* **TASK DIRECTIONS**: All entries should be output exactly as they stand.

◆ ◆ ◆ ◆ ◆

PR #506, opened 2023-04-06
[feat] noIndex unmaintained pages for SEO

tisonkun:
I still searched some ancient versions on Google. Perhaps the canonical link trick doesn't work or it needs more time to propagate. But let's add more meta to help the search engine not index unmaintained pages.

2.9.x (unmaintained):

image

2.10.x, 2.11.x, and NEXT don't have this meta tag.

### Documentation

- [ ] `doc` 
- [ ] `doc-required` 
- [x] `doc-not-needed` 
- [ ] `doc-complete`

### DIFF
--- a/src/theme/DocPage/index.tsx
+++ b/src/theme/DocPage/index.tsx
@@ -13,6 +13,7 @@ import SearchMetadata from '@theme/SearchMetadata';
 import type {Props} from '@theme/DocPage';
 import useDocusaurusContext from "@docusaurus/useDocusaurusContext";
 import useBaseUrl from "@docusaurus/useBaseUrl";
+import semver from "semver/preload";
 
 function createCanonicalHref(props: Props): string {
   const {siteConfig} = useDocusaurusContext();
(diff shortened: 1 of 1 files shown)


momo-jun:
Is this change to not index docs for versions earlier than the latest stable one? The PR title says 'unmaintained' which means the versions earlier than 2.8.x.

tisonkun:
Unmaintained is defined in https://pulsar.apache.org/contribute/release-policy/. Currently, it's 2.9.x and before.

Let's hard code for now and if it works, we can refactor the logic to auto adjust when new releases happen.

momo-jun (approved):

tisonkun:
Merging and rebuilding...

For people who are using an unmaintained version, he/she can still search within the website. We just don't recommend or propagate it to the search engine. After we release the first LTS version, the case that many users use an unmaintained version should ease. Also, most doc pages are still existing on maintained pages, so a specific topic is still searchable.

◆ ◆ ◆ ◆ ◆

* **THE COMPLETED TASK**:
PR #506, opened 2023-04-06
[feat] noIndex unmaintained pages for SEO

tisonkun:
I still searched some ancient versions on Google. Perhaps the canonical link trick doesn't work or it needs more time to propagate. But let's add more meta to help the search engine not index unmaintained pages.

2.9.x (unmaintained):

image

2.10.x, 2.11.x, and NEXT don't have this meta tag.

### Documentation

- [ ] `doc` 
- [ ] `doc-required` 
- [x] `doc-not-needed` 
- [ ] `doc-complete`

### DIFF
--- a/src/theme/DocPage/index.tsx
+++ b/src/theme/DocPage/index.tsx
@@ -13,6 +13,7 @@ import SearchMetadata from '@theme/SearchMetadata';
 import type {Props} from '@theme/DocPage';
 import useDocusaurusContext from "@docusaurus/useDocusaurusContext";
 import useBaseUrl from "@docusaurus/useBaseUrl";
+import semver from "semver/preload";
 
 function createCanonicalHref(props: Props): string {
   const {siteConfig} = useDocusaurusContext();
(diff shortened: 1 of 1 files shown)


momo-jun:
Is this change to not index docs for versions earlier than the latest stable one? The PR title says 'unmaintained' which means the versions earlier than 2.8.x.

tisonkun:
Unmaintained is defined in https://pulsar.apache.org/contribute/release-policy/. Currently, it's 2.9.x and before.

Let's hard code for now and if it works, we can refactor the logic to auto adjust when new releases happen.

momo-jun (approved):

tisonkun:
Merging and rebuilding...

For people who are using an unmaintained version, he/she can still search within the website. We just don't recommend or propagate it to the search engine. After we release the first LTS version, the case that many users use an unmaintained version should ease. Also, most doc pages are still existing on maintained pages, so a specific topic is still searchable.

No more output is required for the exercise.